The Securities and Exchange Commission filed a civil case Friday against Corporation trustee Steven A. Cohen P’08 P’16 for “failing to supervise” managers accused of insider trading at SAC Capital Advisors L.P., the powerful hedge fund he founded and owns, federal regulators announced.
The civil action is an administrative proceeding — less severe than a lawsuit — and does not accuse Cohen of engaging in insider trading or fraud. But if the case is successful, Cohen would be prohibited from overseeing investor funds, effectively forcing him out of his current position at SAC’s helm.
Officials from the University and the Corporation did not respond to phone calls or emails Friday requesting comment on whether the case could affect Cohen’s status as a trustee.
In April, Chancellor Thomas Tisch ’76 said the arrest of Michael Steinberg, a former SAC employee, had not prompted any plans to reconsider Cohen’s position in the Corporation.
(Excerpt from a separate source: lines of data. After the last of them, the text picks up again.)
PR #24, opened 2015-04-04
Support Browserify within Grunt

alukach:
Add Browserify support.

Additionally break up `watch` tooling between different file types.


alukach:
`grunt serve` lives!

PR #27, opened 2015-04-11
Let's use Leaflet as a Framework for our Application

thebigspoon:


Gruntfile.js
```diff
@@ -48,25 +52,40 @@ module.exports = function(grunt) {
...
       }
+    },
+    concat: {
+        basic: {
+          src: ['src/js/DncApp.js'],
+          dest: 'dist/js/dnc.js'
+        },
+        extras: {
+          src: ['src/js/L.DNC.js', 'src/js/**/*.js'],
+          dest: 'dist/js/L.DNC.js'
```
alukach: I'm a bit confused by this.  What's the difference between `dnc.js` and `L.DNC.js`?

thebigspoon: oh, looks like we forgot to remove it when we cleaned up everything. Now it's all Leaflet. Only this is needed now:

```bash
+        basic: {
+          src: ['src/js/L.DNC.js', 'src/js/**/*.js'],
+          dest: 'dist/js/L.DNC.js'
+        },
```
let me fix that quick like

thebigspoon: @alukach go ahead and pull master it should be fixed

PR #29, opened 2015-04-12
Update gruntfile

alukach:
Running `grunt` now lints, builds, tests the project, starts a server, and opens up a browser.  Any subsequent changes to `index.html` or files within `src/`  re-runs related lint, build, and test operations and reloads the browser window.

If one wants to only build, they can run `grunt build`
If one wants to run the server but skip the primary build, they can run `grunt serve` (this will still build/reload-browser on file changes)
If one wants to run the server without watching the files, they can run `grunt connect`


svmatthews:
after an `npm install` all seems good on my end!

PR #30, opened 2015-04-12
Menu Refactor

alukach:
I've opened this up for review/discussion.  It was built off of the `feature/grunt_helpers` branch (#29), so for sake of a cleaner diff I've set this to merge into that branch.

## What's changed

In efforts to prepare for more menu options, I've broken all of the geo-tooling out of `L.DNC.Menu` and placed it in a `L.DNC.GeoMenu` object that inherits from `L.DNC.Menu`.  The menu now builds itself based on it's own `buildMenu()` function.


dist/js/L.DNC.js
```diff
@@ -387,30 +456,11 @@ L.DNC.MapView = L.Class.extend({
...
-
-        // override defaults with passed options
-        L.setOptions(this, options);
-
-        this._jsonLayerList = jsonLayerList;
-        this.addEventHandlers();
-
-    },
+L.DNC.GeoMenu = L.DNC.Menu.extend({
+    title: "Geoprocessing Tools",
```
alukach: Should this go into `this.options`?  Probably...

dist/js/L.DNC.js
```diff
@@ -480,6 +505,27 @@ L.DNC.Menu = L.Class.extend({
...
+
+        // Build menu dropdown
+        html = '<div class="menu-dropdown menu-expand">';
+        for (var i=0; i < keys.length; i++) {
+            var key = keys[i];
+            html += '<button class="menu-button menu-button-action" id="' + key + '">' + key + '</button>';
+        }
+        html += '</div>';
+        domElement.appendChild(this._buildElement(html));
+        return domElement;
```
alukach: As all menu classes will do something similar to this, this should probably be generalized and placed in `L.DNC.Menu`

alukach:
Thinking more about this, I think this still has quite a ways to go.

There should probably be a single location (likely within `src/js/menu`) that constructs the menu.  The menu will be composed of something like:

```javascript
L.DNC.MenuBar = L.Class.extend({
    initialize : function( options ) {
        new L.DNC.Menu("Geoprocessing Tools", { 
          operations: [
            // The meat of the tooling can either be defined here or in a class that subclasses L.DNC.MenuOperartion
            new L.DNC.MenuOperation("Buffer", function() {
              // Do some buffering stuff
            }),
            new L.DNC.MenuOperation("Erase", new L.DNC.EraseOperation({}))
          ]
        });
        new L.DNC.Menu("Save Data", {
          operations: [
            // ...
          ]
        })
        
    }
});
```

or maybe more like:

```javascript
L.DNC.MenuBar = L.Class.extend({
    initialize : function( options ) {
        new L.DNC.Menu("Geoprocessing Tools", {})
          // These operations would all extend the same MenuOperation (and maybe GeoOperation) class
          .addOperation(new L.DNC.BufferOperation({}))
          .addOperation(new L.DNC.EraseOperation({}))
          .addOperation(new L.DNC.UnionOperation({}))
        ;

        new L.DNC.Menu("Save Data", {})
          // These operations would all extend the same MenuOperation (and maybe GeoOperation) class
          .addOperation(new L.DNC.DownloadJsonOperation({}))
          .addOperation(new L.DNC.DownloadShapeFileOperation({}))
          .addOperation(new L.DNC.CreateGistOperation({}))
        ;
    }
});
```

I'm thinking probably the latter.

To reiterate from the last conversation, a menu operation should be aware of:

- Types Supported (Points, Polygons, FeatureCollection, etc)
- Number of args of supported
- Menu Settings
  - ~~Which menu it belongs in (_can we support submenus?_)~~ (This will be controlled within the menu definition. Regarding submenu support, we should ensure that `addOperation` supports being given a `L.DNC.Menu` instance)
  - How it looks in menu (HTML)
- Dialog Settings
  - Form components
  - Reorder Layers

alukach:
Continuing with this, I think abstracting all Turf operations would be even more ideal:

L.DNC.MenuBar = L.Class.extend({
    initialize : function( options ) {
        new L.DNC.Menu("Geoprocessing Tools", {})
          // These operations would all extend the same MenuOperation (and maybe GeoOperation) class
          .addOperation(new L.DNC.TurfOperation("buffer", {
            maxFeatures: 1
          }))
          .addOperation(new L.DNC.TurfOperation("erase", {
            minFeatures: 2,
            maxFeatures: 2,
            orderImportant: true
          }))
          .addOperation(new L.DNC.TurfOperation("union", {
            maxFeatures: 2,
            minFeatures: 2
          }))
        ;

        new L.DNC.Menu("Save Data", {position: "right", icon: "fa-floppy-o"})  // Pass in menu options
          .addOperation(new L.DNC.DownloadJsonOperation({}))
          .addOperation(new L.DNC.DownloadShapeFileOperation({}))
          .addOperation(new L.DNC.CreateGistOperation({}))
        ;
    }
});

Turf Operations Options
- `supportedFeatures` 
  - Types Supported (Points, Polygons, FeatureCollection, etc)
  - `Array`, default to all
- `minFeatures`
  - Minimum number of layers required
  - `Number`, default to 1
- `maxFeatures`
  - Maximum number of layers required
  - `Number`, default to 0
- `orderImportant`
  - Whether order of layers is important. If `true`, enables reordering in dialog
  - `Boolean`, defautl to `false`
  
Experimental
It seems that while some operations (ex `buffer`) can only be applied to a single layer, there's no reason that we couldn't enable running the same buffer operation on any number of selected features.

- `iterateSafe`
  - Whether it's save to iterate over a list of features (in no particular order) and apply operation on each

Abstracting every turf operation may be lofty, but if we can do it correctly it could allow us to quickly support all operations with little code.

svmatthews:
This is really cool - I'm super into the last example that you're showing. The structure seems really straightforward and easy to manage. It will be particularly helpful as we make decisions on **what** goes into each menu and need to change order/location quickly. Doesn't involve going to individual files for each of the processes.

src/js/menu/operations/TurfOperation.js
```diff
@@ -0,0 +1,49 @@
...
+        minFeatures : 1,
+        maxFeatures : 0,
+        orderImport : false,
+        // iterable : true
+        additionalArgs: null // Kludge to handle no dialog for input
+    },
+
+    initialize: function ( title, options ) {
+        L.DNC.Operation.prototype.initialize.call(this, title, options);
+    },
```
alukach: No need to override method to simply call parent method.

src/js/menu/operations/Operation.js
```diff
@@ -0,0 +1,36 @@
+L.DNC.Operation = L.Class.extend({
+
+    options: {
+        // supportedFeatures : [],
+        minFeatures : 1,
+        maxFeatures : 0,
+        orderImport : false,
+        // iterable : true
```
alukach: These probably only belong in `L.DNC.TurfOperation`

src/js/menu/operations/Operation.js
```diff
@@ -0,0 +1,36 @@
...
+        this._addEventHandlers();
+    },
+
+    _addEventHandlers : function () {
+        this.domElement.addEventListener('click', function(){
+            this._execute.call( this );
+        }.bind(this));
+    },
+
+    // Append button within provided element
```
alukach: Update note

svmatthews:
I wonder if we could also add an "info" parameter that allows us to write a paragraph about the specific type of operation. I.e. when you hover on `buffer` for long enough the `alt` comes up with the options and what a `buffer` actually is. Could just be passed as an HTML string for now.

alukach:
> I wonder if we could also add an "info" parameter that allows us to write a paragraph about the specific type of operation.

@svmatthews That's funny, I was thinking about the exact same thing today.  I think I'm going to take up tooltips as the next feature.

For now, I think that this is complete.  I've met the minimum `buffer`, `union`, and `erase` functionality that was previously wired together.  It should be a breeze to add other Turf operations.  With that said, there's still some work ahead. Notably, figuring out a way to create a dialog based on the TurfOperation options and to wire that up when needed (the `buffer` size use-case is a good place to start).

I also went ahead and moved that event handler into the FileReader logic that you mentioned in #31. It wasn't as big of a deal as I originally thought.

This stuff probably is worthy of creating some tests, although I haven't gotten to that just yet.

svmatthews:
Oh man this is amazing. This whole pub/sub system seems really great. I'm going to work around on this and will merge it asap, then rebase for #33 to start doing notifications based on events.

svmatthews:
:boom: shakalaka!

svmatthews:
When these refactors happen, I'm going to start making wiki pages so we can document once they are settled. Here's the placeholder for the menu architecture. https://github.com/cugos/drop-n-chop/wiki/Menu-Items

PR #31, opened 2015-04-12
Reorg to place main component wiring in L.DNC.js

alukach:
Previously, a huge chunk of the app's initialization took place in `L.DNC.MapView._registerEventHandlers()`, which felt a bit strange.  In effort to keep things modular and avoid interdependency, this wiring was moved in `L.DNC.init`, which seems to be an appropriate place to tie everything together.

### DIFF
--- a/src/js/L.DNC.js
+++ b/src/js/L.DNC.js
@@ -11,7 +11,22 @@
         window.L.DNC = DNC;
 
         L.DNC.init = function(){
-            L.DNC.mapView = new L.DNC.MapView();
+
+            this.mapView = new L.DNC.MapView();
+            this.dropzone = new L.DNC.DropZone( this.mapView._map, {} );
+            this.layerlist = new L.DNC.LayerList( { layerContainerId: 'dropzone' } ).addTo( this.mapView._map );
+            this.geoMenu = new L.DNC.Menu( this.layerlist, {} );
+
+            // examples of events that L.DNC.DropZone.FileReader throws
+            this.dropzone.fileReader.on( "fileparsed", function(e){
+                // TODO: This should be refactored so that this.dropzone and
+                // this.layerlist are not so tightly coupled. The logic behind
+                // this tooling should exist within their respective modules.
+                console.debug( "[ FILEREADER ]: file parsed > ", e.file );
+                var mapLayer = L.mapbox.featureLayer(e.file);
+                this.layerlist.addLayerToList( mapLayer, e.fileInfo.name, true );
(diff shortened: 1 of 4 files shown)


svmatthews:
I agree with this, but it feels a bit weird to have the filereader event handlers in the `init` function though. What if we brought over the first parts like you're doing with the plugins:

```javascript
// wire L.DNC plugins
this.dropzone = new L.DNC.DropZone( this._map, {} );
this.layerlist = new L.DNC.LayerList( { layerContainerId: 'dropzone' }).addTo( this._map );
this.geoMenu = new L.DNC.Menu( this.layerlist, {} );
```

but kept the filereader event handlers `this.dropzone.fileReader.on( "fileparsed", function(e){ ...` within `DropZone.FileReader.js`

src/js/L.DNC.js
```diff
@@ -11,7 +11,22 @@
...
+            // examples of events that L.DNC.DropZone.FileReader throws
+            this.dropzone.fileReader.on( "fileparsed", function(e){
+                // TODO: This should be refactored so that this.dropzone and
+                // this.layerlist are not so tightly coupled. The logic behind
+                // this tooling should exist within their respective modules.
+                console.debug( "[ FILEREADER ]: file parsed > ", e.file );
+                var mapLayer = L.mapbox.featureLayer(e.file);
+                this.layerlist.addLayerToList( mapLayer, e.fileInfo.name, true );
+                this.numLayers++;
+            }.bind(this));
```
alukach: @svmatthews I agree that putting this `fileReader` event handler into `init` feels wrong.  I originally pulled it out of `L.DNC.MapView` which felt more wrong.  The reason that I didn't move it into the `fileReader` (as was done with the `this.dropzone.fileReader.on( "enabled",...` handler that was in `MapView`) was that the handler currently requires access to `L.DNC.layerlist` and `L.DNC.numLayers`.  Rather than embed tightly coupled code deep into `dropzone`, I put the `TODO` on line 22 and figured we'd resolve it later through some better event handling (which is something that I don't really know much about ATM).

I could move it, but worried that it would be "out of sight, out of mine" in the `fileReader` module rather than an obvious need for refactoring within `init`.  Feel free to make the call, it's kind of six vs half dozen.

svmatthews:
Definitely. I think this is where working within the Leaflet spectrum will come in handy. Sounds like we can build the pub/sub listeners within each module to act on other modules, which will completely solve what you're talking about. For now this should work well.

The SEC’s move is the latest in a string of insider trading investigations, many of which have targeted SAC. Prosecutors have implicated nine current or former employees, four of whom have pled guilty, over the past few years. In March, the fund paid out roughly $616 million in settlements to the federal government over two cases of insider trading.
Regulators are widely perceived to have been circling Cohen himself, and he could face further charges in the continuing investigation. But they have failed to tie him directly to insider trading.
The civil action announced Friday targets Cohen for mismanagement. “After learning about red flags indicating potential insider trading by his employees, Steven Cohen allegedly failed to follow up to prevent violations of the law,” said Andrew Ceresney, co-director of the SEC’s Division of Enforcement, in a statement.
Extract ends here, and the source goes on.